The universality generalised further in the 1940s. Muon decay, discovered in 1936 and studied through the 1940s, was found to have the same coupling constant. Pion decay in 1949 confirmed the pattern. By 1958, after V–A structure was established, the universality of $G_F$ across all weak processes became a cornerstone of particle physics.

The V–A revolution

Fermi’s original theory used a vector × vector current structure. As data accumulated in the 1940s and 1950s, it became clear that the correct structure was actually V–A — vector minus axial-vector. This modification, introduced by Feynman, Gell-Mann, Sudarshan, and Marshak in 1957–58 following the discovery of parity violation by Wu et al. (1957), meant that the charged-current weak interaction couples only to left-handed particles and right-handed antiparticles. Neutrinos are produced in definite helicity states.
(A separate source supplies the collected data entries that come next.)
Issue #1147, opened 2021-05-15
Mobile: cursorUp incorrectly activated on gesture


raineorshine:
Hi @onurpolattimur. It looks like we have just a small regression from ~#1135~ #1128. You can reproduce in emulation mode on desktop. Could you look into this when you have a chance? Thanks!

## Steps to Reproduce

``` 
- a
  - x
    - y
- b
- c
- d
- e
- f
- g
- h
- i
``` 

1. Set the cursor on `a/x/y`
2. Activate the swipe →↓  gesture (newThought) in the space below `y`

## Current Behavior

`cursorUp` is activated and then it creates a new thought after `x`.

## Expected Behavior

A new thought should be created after 'y`.

raineorshine:
I have confirmed that this is introduced in 4a59734fd. I didn't catch it during my testing.

PR #1148, opened 2021-05-15
Don't set cursor if any gesture is activated when pressing the hidden thought

onurpolattimur:
fixes: #1147


raineorshine (approved):
Tested all the [caret test cases](https://github.com/cybersemics/em/wiki/Test-Cases#caret) and everything works! 🙏

Issue #1033, opened 2021-02-12
Import: Incorrect thought structure from iOS Notes app


raineorshine:
## Steps to Reproduce

Copy and paste the following from iOS Notes app to **em**:

```
A
  - B
  - C
``` 

## Current Behavior

- [empty]
  - A
- [empty]
  - A
- [empty]
  - A

## Expected Behavior

It should create the same thoughts that the plain text version creates:

- A
  - B
  - C

onurpolattimur:
The current behaviour is different on my iPhone. Only one thought is created whose value is `A-B-C`.

![IMG_1646](https://user-images.githubusercontent.com/23136437/118253499-aaf08580-b4b2-11eb-92de-d956bd3e7793.PNG)
![IMG_1645](https://user-images.githubusercontent.com/23136437/118253508-ad52df80-b4b2-11eb-82dd-102056bb3cb0.PNG)

raineorshine:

The V–A modification did not undermine Fermi’s fundamental insight. It refined the form of the current, but the overall four-fermion contact structure and the universal $G_F$ remained. In the modern Standard Model, both the V–A structure and the four-fermion coupling are derived quantities, emerging naturally from electroweak gauge theory with spontaneous symmetry breaking. The Fermi theory is now understood as an effective field theory — the low-energy limit of the full W-boson-mediated process, obtained by integrating out the heavy W field: ${\mathcal{L}}_{\text{EFT}}=\frac{g^2}{8M_W^2}[\bar{\psi }{\gamma }^{\mu }(1-{\gamma }^5)\psi ][\bar{\psi }{\gamma }_{\mu }(1-{\gamma }^5)\psi ]$ The original Fermi coupling emerges as $G_F/\sqrt{2}=g^2/(8M_W^2)$. With the measured W mass ($80.4$ GeV) and gauge coupling, the calculated $G_F$ agrees with the direct measurement to the precision of modern experiments.

Why the paper was initially rejected

Fermi submitted his theory to Nature in late 1933. The editors rejected it on the grounds that it was “too remote from physical reality”. Fermi published instead in Il Nuovo Cimento (Italian) and Zeitschrift für Physik (German). Both versions appeared in 1934.

The rejection is now a frequently cited example of editorial misjudgment. The paper went on to be one of the foundational works of particle physics, and Fermi himself received the 1938 Nobel Prize (though cited for different work, the induced radioactivity research that grew from his beta-decay framework). The beta-decay theory became the standard framework for nuclear and particle physics calculations until the unified electroweak theory of the 1970s superseded it as a fundamental description — while leaving it intact as an effective description at low energies.

Legacy

Fermi’s 1934 theory of beta decay did three lasting things.

It established the weak interaction as a quantitative theory. Before 1934, the weak interaction was a name for whatever process caused beta decay; after 1934, it was a specific coupling, $G_F$, with a known numerical value and a known mathematical structure.

It gave the neutrino a calculable phenomenology. Any experiment proposing to detect neutrinos could now estimate the expected rate, down to absolute numerical predictions. Bethe and Peierls’s “light-year mean free path” conclusion, Reines and Cowan’s detector design at Savannah River, and every subsequent neutrino experiment rests ultimately on the Fermi-theory rate calculation.

It pioneered the current-current structure of gauge-boson-mediated interactions. The generalisation of Fermi’s four-fermion interaction to the modern electroweak Lagrangian is one of the longest-running conceptual threads in 20th-century physics. Every electroweak cross-section calculated today begins, directly or indirectly, from the mathematical architecture Fermi established in the 1934 paper.

Ninety-two years later, $G_F$ is one of the most precisely measured constants in physics, known to better than one part per million through muon-decay lifetime measurements. Its original determination — Fermi extracting it by hand from a few beta-decay rates in 1933 — was accurate to within a factor of two of the modern value.